No record may be omitted; give all of them again exactly.

═════ Data records ═════

PR #557, opened 2024-08-29
method to set label before checkbox in CheckboxSetInputBase class

milosilic:
﻿Ability to set the labels for each checkbox  on the left side of the toggle.
﻿The spacing between two filters and their belonging labels are made bigger so it is more clear which label refers to which toggle.

### DIFF
--- a/to.etc.domui/src/main/java/to/etc/domui/component/input/CheckboxSetInputBase.java
+++ b/to.etc.domui/src/main/java/to/etc/domui/component/input/CheckboxSetInputBase.java
@@ -113,6 +113,7 @@ abstract public class CheckboxSetInputBase<V, T> extends AbstractDivControl<Set<
 		Label span = new Label();
 		span.setForTarget((NodeBase) cb);
 		if(m_labelBeforeCheckbox) {
+			span.addCssClass("label-first");
 			pair.add(span);
 			pair.add((NodeBase) cb);
 		} else {
--- a/to.etc.domui/src/main/java/to/etc/domui/component/input/CheckboxSetInputBase.java
+++ b/to.etc.domui/src/main/java/to/etc/domui/component/input/CheckboxSetInputBase.java
@@ -34,6 +34,8 @@ abstract public class CheckboxSetInputBase<V, T> extends AbstractDivControl<Set<
 
 	private boolean m_asButtons;
 
+	private boolean m_labelBeforeCheckbox;
+
 	@NonNull
 	abstract protected V listToValue(@NonNull T in) throws Exception;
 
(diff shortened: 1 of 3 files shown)


to.etc.domui/src/main/resources/resources/themes/scss/winter/_checkboxset.scss
```diff
@@ -7,6 +7,11 @@
 
 		.ui-cbis-p {
 			padding-right: 10px;
+			display: flex;
+			align-items: center;
+		}
+		.ui-cbis-p label {
```
millevlada: We want extra margin only when label is before checkbox, otherwise it would consume some unwanted space when it is used as after checkbox.
Add separate part of style (label-first) to mark that:
.ui-cbis-p {
  padding-right: 10px;
  &.label-first {
    display: flex;
    align-items: center;
    label {
      margin-right: 4px;
    }
  }
}

to.etc.domui/src/main/java/to/etc/domui/component/input/CheckboxSetInputBase.java
```diff
@@ -105,13 +107,18 @@ private void renderCheckbox(Div setContainer, @NonNull T lv) throws Exception {
...
 
-		pair.add((NodeBase) cb);
 		IRenderInto<T> cr = m_actualContentRenderer;
 		if(cr == null)
 			cr = m_actualContentRenderer = calculateContentRenderer(lv);
 		Label span = new Label();
 		span.setForTarget((NodeBase) cb);
-		pair.add(span);
+		if(m_labelBeforeCheckbox) {
+			pair.add(span);
```
millevlada, line 117: add:
span.addCss("label-first");

millevlada (changes requested):
see remarks

millevlada (approved):

to.etc.domui/src/main/java/to/etc/domui/component/input/CheckboxSetInputBase.java
```diff
@@ -105,13 +107,19 @@ private void renderCheckbox(Div setContainer, @NonNull T lv) throws Exception {
...
 
-		pair.add((NodeBase) cb);
 		IRenderInto<T> cr = m_actualContentRenderer;
 		if(cr == null)
 			cr = m_actualContentRenderer = calculateContentRenderer(lv);
 		Label span = new Label();
 		span.setForTarget((NodeBase) cb);
-		pair.add(span);
+		if(m_labelBeforeCheckbox) {
+			span.addCssClass("label-first");
```
fjalvingh, line 116: All css classes in DomUI use the ui-prefix combined with the component short code.

fjalvingh (approved):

═════

Response
PR #557, opened 2024-08-29
method to set label before checkbox in CheckboxSetInputBase class

milosilic:
﻿Ability to set the labels for each checkbox  on the left side of the toggle.
﻿The spacing between two filters and their belonging labels are made bigger so it is more clear which label refers to which toggle.

### DIFF
--- a/to.etc.domui/src/main/java/to/etc/domui/component/input/CheckboxSetInputBase.java
+++ b/to.etc.domui/src/main/java/to/etc/domui/component/input/CheckboxSetInputBase.java
@@ -113,6 +113,7 @@ abstract public class CheckboxSetInputBase<V, T> extends AbstractDivControl<Set<
 		Label span = new Label();
 		span.setForTarget((NodeBase) cb);
 		if(m_labelBeforeCheckbox) {
+			span.addCssClass("label-first");
 			pair.add(span);
 			pair.add((NodeBase) cb);
 		} else {
--- a/to.etc.domui/src/main/java/to/etc/domui/component/input/CheckboxSetInputBase.java
+++ b/to.etc.domui/src/main/java/to/etc/domui/component/input/CheckboxSetInputBase.java
@@ -34,6 +34,8 @@ abstract public class CheckboxSetInputBase<V, T> extends AbstractDivControl<Set<
 
 	private boolean m_asButtons;
 
+	private boolean m_labelBeforeCheckbox;
+
 	@NonNull
 	abstract protected V listToValue(@NonNull T in) throws Exception;
 
(diff shortened: 1 of 3 files shown)


to.etc.domui/src/main/resources/resources/themes/scss/winter/_checkboxset.scss
```diff
@@ -7,6 +7,11 @@
 
 		.ui-cbis-p {
 			padding-right: 10px;
+			display: flex;
+			align-items: center;
+		}
+		.ui-cbis-p label {
```
millevlada: We want extra margin only when label is before checkbox, otherwise it would consume some unwanted space when it is used as after checkbox.
Add separate part of style (label-first) to mark that:
.ui-cbis-p {
  padding-right: 10px;
  &.label-first {
    display: flex;
    align-items: center;
    label {
      margin-right: 4px;
    }
  }
}

to.etc.domui/src/main/java/to/etc/domui/component/input/CheckboxSetInputBase.java
```diff
@@ -105,13 +107,18 @@ private void renderCheckbox(Div setContainer, @NonNull T lv) throws Exception {
...
 
-		pair.add((NodeBase) cb);
 		IRenderInto<T> cr = m_actualContentRenderer;
 		if(cr == null)
 			cr = m_actualContentRenderer = calculateContentRenderer(lv);
 		Label span = new Label();
 		span.setForTarget((NodeBase) cb);
-		pair.add(span);
+		if(m_labelBeforeCheckbox) {
+			pair.add(span);
```
millevlada, line 117: add:
span.addCss("label-first");

millevlada (changes requested):
see remarks

millevlada (approved):

to.etc.domui/src/main/java/to/etc/domui/component/input/CheckboxSetInputBase.java
```diff
@@ -105,13 +107,19 @@ private void renderCheckbox(Div setContainer, @NonNull T lv) throws Exception {
...
 
-		pair.add((NodeBase) cb);
 		IRenderInto<T> cr = m_actualContentRenderer;
 		if(cr == null)
 			cr = m_actualContentRenderer = calculateContentRenderer(lv);
 		Label span = new Label();
 		span.setForTarget((NodeBase) cb);
-		pair.add(span);
+		if(m_labelBeforeCheckbox) {
+			span.addCssClass("label-first");
```
fjalvingh, line 116: All css classes in DomUI use the ui-prefix combined with the component short code.

fjalvingh (approved):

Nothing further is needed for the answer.